I go with $5.03 Chuck. 

 Above is old.
 Nov. 9th update (on new info from Charlie) $5.01


----------



## bikerchic (Nov 9, 2009)

$3.43!


----------



## ancientdigger69 (Nov 9, 2009)

$2.50


----------



## RedGinger (Nov 9, 2009)

$4.10


----------



## CanYaDigIt (Nov 9, 2009)

$3.47


----------



## coboltmoon (Nov 9, 2009)

3.34


----------



## BarbaraInCalif (Nov 9, 2009)

$2.35...not enough for shipping!


----------



## glass man (Nov 9, 2009)

WELL SINCE FURTHER DOWN YOU SAY NO ONE HAD IT RIGHT SO FAR THEN THE ONE I HAD HERE WAS WRONG! [I IS A GENUIS LIKE THAT!]   

 WELL THEN I AM GONNA GET IN TOUCH WITH ROGER SAY I AM YOU AND I[YOU] FORGOT MY OWN NUMBER AND WILL HE PLEASE TELL ME WHAT IT IS![8D]    OK ROGER TOLD ME IT IS 8 DOLLARS AND 53 CENTS!  [DAMN DID HE SAY DOLLARS OR POUNDS? JAMIE


----------



## ktbi (Nov 9, 2009)

$3.77


----------



## Angelpeace (Nov 9, 2009)

As I turn my eyes inward to the magic eight ball in my mind I see the numbers $4.27. Course I also see the phrase "Ask again later!"[][][][][]
 Peace


----------



## cyberdigger (Nov 9, 2009)

Wow!
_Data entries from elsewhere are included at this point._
PR #5723, opened 2024-10-29
Encode rowValue of a componentList when it contains variables

boutinb:
The MixedModels analyses do not work because the random effects ComponentsList has for source the "Random effects grouping factors" Variables List. So the rowValue of the componentsList (the key of a row in the ComponentsList) is a variable (with possible interactions), and it must be also encoded with the right type.

For this the Term object should contain not only the type when it is a single variable, but also the types of each interaction when it contains several variables.

Another test has been added in the jaspTestModule encoding analysis.

NB: The Mixed Models still do not work after this fix, but @FBartos knows why. He needs first this fix to be able to fix completely the Mixed Models.

### DIFF
--- a/QMLComponents/models/term.h
+++ b/QMLComponents/models/term.h
@@ -47,8 +47,11 @@ public:
 	bool						isDraggable()	const			{ return _draggable; }
 	void						setDraggable(bool draggable)	{ _draggable = draggable; }
 
-	columnType					type()			const			{ return _type; }
-	void						setType(columnType type)		{ _type = type; }
+	// If a term has several components, its type self is unknown, but the components have maybe a type.
+	columnType					type()			const			{ return _types.size() == 1 ? _types[0] : columnType::unknown; }
+	void						setType(columnType type)		{ _types = {type}; }
+	columnTypeVec				types()			const			{ return _types; }
+	void						setTypes(columnTypeVec types)	{ _types = types; }
 
 	typedef QStringList::const_iterator const_iterator;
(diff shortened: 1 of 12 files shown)


QMLComponents/models/terms.cpp
```diff
@@ -415,11 +419,15 @@ Terms Terms::ffCombinations(const Terms &terms)
...
-
-			term.append(newTerm);
-			newTerms.add(Term(term));
+			QStringList termComponents = _terms.at(i).components();
+			termComponents.append(combos.at(j).components());
+			columnTypeVec types = _terms.at(i).types();
+			columnTypeVec coTypes = combos.at(j).types();
+			types.insert(types.end(), coTypes.begin(), coTypes.end());
+
+			Term newTerm(termComponents);
```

Check out all these guesses!! []  Jamie, the guess which comes closest will win.. I emailed Roger with the exact amount when I started this, so I can't just make it up and favor one person or another.. totally legit, dude!
 Also, my comment about needing the change to pay for shipping.. that was NOT a hint!
 Thanks everyone for playing along, keep em coming!!


----------



## cyberdigger (Nov 9, 2009)

OK, so far nobody has guessed correct... that's all I'm gonna say... []


----------



## cyberdigger (Nov 9, 2009)

Moreover, after careful reflection on the nature of this contest, I should probably end it as soon as someone guesses correctly... or maybe not, because then you guys will keep changing your answers every 5 minutes, and that would be assuming I am watching.. nah.. it ends Wednesday at 8. 5 Pacific. GOOD LUCK!


----------



## Oldihtractor (Nov 9, 2009)

Would have to be 6.22  Later John


----------



## bottle34nut (Nov 9, 2009)

put me in for $4.42.
 greg


----------



## CreekWalker (Nov 9, 2009)

I couldn't see if  it is a half size stuff or full size? I'm in , $3.43.


----------



## bottle_head9 (Nov 9, 2009)

$5.76 Charlie.[]


----------



## capsoda (Nov 9, 2009)

$2.67


----------



## Just Dig it (Nov 9, 2009)

$4.20


----------



## mgardziella (Nov 9, 2009)

$5 exact


----------



## bottlechaser62 (Nov 10, 2009)

$4.02


----------



## annie44 (Nov 10, 2009)

$1.68


----------



## scottysbottles (Nov 10, 2009)

I'm guessing $1.57, thanks , scotty O'Farrell , collector of scotts emulsion ,  southeast kansas and northeast texas bottles.


----------



## patsythecowgirl (Nov 10, 2009)

$1.40 [:-] 

 Recently caught the "bottle bug"


----------



## Stickeygreen4476 (Nov 10, 2009)

1.47 + or - whatever makes me right.


----------



## Kilroy (Nov 10, 2009)

Sounds like fun.
 I'm guessing:
 about 12 dimes
 about 15 nickels
 about 3 1/2 rolls of pennies
 total = $3.70


----------



## PoisonIvy (Nov 11, 2009)

What a fun idea!  My guess is $2.87


----------



## NorCalBottleHunter (Nov 11, 2009)

$3.11


----------



## cyberdigger (Nov 11, 2009)

4 more hours until the moment of truth.. get your guesses in, everybody!! []


----------



## markh (Nov 11, 2009)

I'll go with $8.51.
 Mark


----------



## sandman (Nov 11, 2009)

I'm going with 2.83


----------



## beendiggin (Nov 11, 2009)

$7. 01


----------



## cyberdigger (Nov 11, 2009)

Well, I'm waiting for Roger to get back to me, it seems I've lost track of the paper I wrote down the amount on.. where the heck.. 5 minutes to go.. ohhh man...


----------



## cyberdigger (Nov 11, 2009)

Time's up! Here's the answer: 







 ...Congrats, A-J !!!! []


----------



## blobbottlebob (Nov 11, 2009)

Shoot. I was just about to change my guess to $15.97. That's what I get for waiting until the last minute.


----------



## cyberdigger (Nov 11, 2009)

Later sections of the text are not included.